*Exercise goal:* Those lines of the data that hold the word "really" are to be copied out.

[Opening Data under study section]

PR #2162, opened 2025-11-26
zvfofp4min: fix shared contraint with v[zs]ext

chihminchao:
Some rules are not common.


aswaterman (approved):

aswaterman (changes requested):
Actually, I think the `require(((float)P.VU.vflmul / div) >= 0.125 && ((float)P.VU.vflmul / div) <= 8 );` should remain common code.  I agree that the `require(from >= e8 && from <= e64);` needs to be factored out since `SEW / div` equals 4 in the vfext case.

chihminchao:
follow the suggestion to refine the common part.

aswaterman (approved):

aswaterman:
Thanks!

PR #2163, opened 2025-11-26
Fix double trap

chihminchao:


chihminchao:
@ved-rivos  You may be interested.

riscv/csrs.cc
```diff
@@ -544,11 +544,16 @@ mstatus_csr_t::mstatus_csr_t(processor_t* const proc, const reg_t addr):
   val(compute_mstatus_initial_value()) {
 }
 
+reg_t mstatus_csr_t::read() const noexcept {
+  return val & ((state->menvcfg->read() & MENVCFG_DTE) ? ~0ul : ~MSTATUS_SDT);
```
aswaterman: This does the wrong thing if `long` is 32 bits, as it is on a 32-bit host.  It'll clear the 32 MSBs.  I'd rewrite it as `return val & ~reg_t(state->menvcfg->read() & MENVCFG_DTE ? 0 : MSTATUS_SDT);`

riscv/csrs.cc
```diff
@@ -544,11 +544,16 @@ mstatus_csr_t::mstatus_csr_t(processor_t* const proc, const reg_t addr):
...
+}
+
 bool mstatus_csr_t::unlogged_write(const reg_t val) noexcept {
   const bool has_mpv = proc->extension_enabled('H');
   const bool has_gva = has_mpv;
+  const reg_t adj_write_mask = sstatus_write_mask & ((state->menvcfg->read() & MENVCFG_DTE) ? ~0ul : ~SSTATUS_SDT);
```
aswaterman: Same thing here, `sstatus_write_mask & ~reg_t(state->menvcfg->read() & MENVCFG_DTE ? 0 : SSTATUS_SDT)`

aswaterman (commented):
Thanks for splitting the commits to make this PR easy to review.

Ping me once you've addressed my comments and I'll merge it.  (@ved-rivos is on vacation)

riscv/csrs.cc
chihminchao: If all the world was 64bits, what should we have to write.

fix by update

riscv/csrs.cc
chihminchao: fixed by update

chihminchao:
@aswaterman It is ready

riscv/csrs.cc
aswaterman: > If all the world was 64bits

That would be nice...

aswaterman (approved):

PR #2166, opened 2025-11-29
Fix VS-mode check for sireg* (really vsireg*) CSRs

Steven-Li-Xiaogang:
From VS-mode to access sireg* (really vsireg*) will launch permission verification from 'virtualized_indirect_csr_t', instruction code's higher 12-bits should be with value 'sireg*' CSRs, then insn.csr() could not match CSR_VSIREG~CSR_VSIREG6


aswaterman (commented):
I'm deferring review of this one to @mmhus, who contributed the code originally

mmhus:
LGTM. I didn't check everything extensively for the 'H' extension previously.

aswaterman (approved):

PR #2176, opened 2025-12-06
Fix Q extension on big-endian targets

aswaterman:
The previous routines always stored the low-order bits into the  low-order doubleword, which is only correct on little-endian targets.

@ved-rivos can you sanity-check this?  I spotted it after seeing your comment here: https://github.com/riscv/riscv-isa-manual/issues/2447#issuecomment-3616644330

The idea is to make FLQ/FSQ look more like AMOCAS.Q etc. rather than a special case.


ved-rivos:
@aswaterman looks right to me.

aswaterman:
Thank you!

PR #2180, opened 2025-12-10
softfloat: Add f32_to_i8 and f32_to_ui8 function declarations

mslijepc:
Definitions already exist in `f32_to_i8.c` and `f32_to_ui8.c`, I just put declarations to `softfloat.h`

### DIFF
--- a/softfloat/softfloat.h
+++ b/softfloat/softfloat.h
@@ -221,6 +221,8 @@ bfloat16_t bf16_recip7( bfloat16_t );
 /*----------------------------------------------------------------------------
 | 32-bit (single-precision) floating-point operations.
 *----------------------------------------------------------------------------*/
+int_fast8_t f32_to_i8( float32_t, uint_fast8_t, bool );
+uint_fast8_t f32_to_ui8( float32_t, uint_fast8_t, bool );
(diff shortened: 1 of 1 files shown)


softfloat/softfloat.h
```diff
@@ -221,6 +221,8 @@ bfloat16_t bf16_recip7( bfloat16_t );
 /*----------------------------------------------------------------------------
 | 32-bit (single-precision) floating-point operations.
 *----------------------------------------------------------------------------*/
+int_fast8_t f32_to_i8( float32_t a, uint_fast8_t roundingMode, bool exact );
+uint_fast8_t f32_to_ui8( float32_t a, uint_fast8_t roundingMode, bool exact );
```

[Closing Data under study section]
[Opening Data under study section]

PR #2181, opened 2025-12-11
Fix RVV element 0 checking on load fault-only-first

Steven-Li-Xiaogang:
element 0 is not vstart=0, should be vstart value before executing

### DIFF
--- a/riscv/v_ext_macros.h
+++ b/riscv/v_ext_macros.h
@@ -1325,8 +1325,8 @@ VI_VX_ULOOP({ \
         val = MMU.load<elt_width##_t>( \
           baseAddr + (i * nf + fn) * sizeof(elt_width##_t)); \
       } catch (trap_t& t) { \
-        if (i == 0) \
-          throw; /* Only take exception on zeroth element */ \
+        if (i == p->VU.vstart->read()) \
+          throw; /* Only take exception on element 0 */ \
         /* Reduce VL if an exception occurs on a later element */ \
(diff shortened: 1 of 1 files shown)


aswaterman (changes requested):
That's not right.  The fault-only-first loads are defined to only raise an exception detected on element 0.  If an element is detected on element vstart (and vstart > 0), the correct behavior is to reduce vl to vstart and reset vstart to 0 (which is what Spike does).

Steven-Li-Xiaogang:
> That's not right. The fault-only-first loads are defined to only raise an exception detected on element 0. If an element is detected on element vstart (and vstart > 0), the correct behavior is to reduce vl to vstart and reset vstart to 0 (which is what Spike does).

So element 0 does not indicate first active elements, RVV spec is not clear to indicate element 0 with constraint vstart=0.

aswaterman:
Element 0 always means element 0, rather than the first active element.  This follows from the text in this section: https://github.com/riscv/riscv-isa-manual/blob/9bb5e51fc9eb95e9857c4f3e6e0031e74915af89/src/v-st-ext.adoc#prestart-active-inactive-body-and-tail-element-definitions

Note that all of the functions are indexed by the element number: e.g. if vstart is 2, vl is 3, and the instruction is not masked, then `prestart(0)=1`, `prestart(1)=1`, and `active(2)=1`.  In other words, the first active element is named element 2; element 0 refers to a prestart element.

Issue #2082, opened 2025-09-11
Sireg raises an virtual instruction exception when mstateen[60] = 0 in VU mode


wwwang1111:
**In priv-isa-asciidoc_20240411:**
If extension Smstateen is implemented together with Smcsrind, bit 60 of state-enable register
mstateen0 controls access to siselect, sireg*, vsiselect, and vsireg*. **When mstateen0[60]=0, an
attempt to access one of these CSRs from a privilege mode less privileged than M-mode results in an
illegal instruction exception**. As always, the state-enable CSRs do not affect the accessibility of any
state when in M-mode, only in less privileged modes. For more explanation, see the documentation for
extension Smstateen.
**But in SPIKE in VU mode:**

[Closing Data under study section]

*Result of this exercise:*
Fix VS-mode check for sireg* (really vsireg*) CSRs
From VS-mode to access sireg* (really vsireg*) will launch permission verification from 'virtualized_indirect_csr_t', instruction code's higher 12-bits should be with value 'sireg*' CSRs, then insn.csr() could not match CSR_VSIREG~CSR_VSIREG6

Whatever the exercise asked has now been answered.